WHAT IS EXPECTED
Where a line of the material includes the string "public", copy that line.

DATA FOR ANALYSIS
PR #4385, opened 2023-02-17
test: initial test coverage for NMDbusConnectorTest

GregoryIvo:


GregoryIvo:
@mattdibi please take a look at how my PR is progressing

kura/test/org.eclipse.kura.nm.test/src/test/java/org/eclipse/kura/nm/NMDbusConnectorTest.java
```diff
@@ -0,0 +1,222 @@
...
+	DBusConnection dbusConnectionInternal;
+	
+	Boolean hasDBusExceptionBeenThrown = false;
+	
+	List<String> internalStringList;
+	
+	@BeforeClass
+	public static void setUpPersistantMocks() throws DBusException {
+		givenBasicMockedDbusConnector();
+	}
```
mattdibi: Can you explain why are you doing this?

Setting this fields `static` make them **retain their values between tests**. I understand that you create a new instance with the `@BeforeClass` method but **that's what JUnit is supposed to do out-of-the-box**.

You're opening yourself to side-effects that would make your tests to be a pain to debug and I don't understand why.

Can't you have:

```suggestion
	DBusConnection dbusConnection;
	NetworkManager mockedNetworkManager;
	NMDbusConnector instanceNMDbusConnector;
	DBusConnection dbusConnectionInternal;
	
	Boolean hasDBusExceptionBeenThrown = false;
	
	List<String> internalStringList;
```

and create the mock for each tests?

I know that `NMDbusConnector` is a singleton, but its instance should get destroyed for each test case.

mattdibi: Mmmmmh after thinking about it my assumption might be wrong.

Anyway... i might have an idea on how to fix this.

GregoryIvo:
@mattdibi 
HI! I have three questions for you

1) what do you think about how I implemented the static workaround?

2) What do you think about how I accomplished the mocking any suggestions?

3) any suggestions on what to validate for the apply? 

Thank you!

mattdibi:
Hello there @GregoryIvo,

> 1. what do you think about how I implemented the static workaround?

It doesn't compile. We can't override static method. My bad: I forgot about this little detail when we first talked about it.

It's _reflection_ time then.

We can avoid any change in the `NMDbusConnector` production code and just add a `tearDown` method in the tests.

```java
    @After
    public void tearDown() {
        resetSingleton(NMDbusConnector.class, "instance");
    }

    public static <T> void resetSingleton(Class<T> clazz, String fieldName) {
        Field instance;
        try {
            instance = clazz.getDeclaredField(fieldName);
            instance.setAccessible(true);
            instance.set(null, null);
            instance.setAccessible(false);
        } catch (Exception e) {
            throw new RuntimeException();
        }
    }
```

Again: not super-liking it but it's a common workaround for unit testing singletons.

> 2. What do you think about how I accomplished the mocking any suggestions?

All the basic building block seems to be there. I think they're not that flexible.
What if we had something like:

```java
givenSystemWithMockedDevice(String interfaceName, UInt32 deviceType, UInt32 deviceState);
```

```java
givenMapConfiguringInterface(String interfaceName, boolean dhcpEnabled);
```

So that we can have the following tests:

PROBLEM SOLUTION
+	public static void setUpPersistantMocks() throws DBusException {
    public void tearDown() {
    public static <T> void resetSingleton(Class<T> clazz, String fieldName) {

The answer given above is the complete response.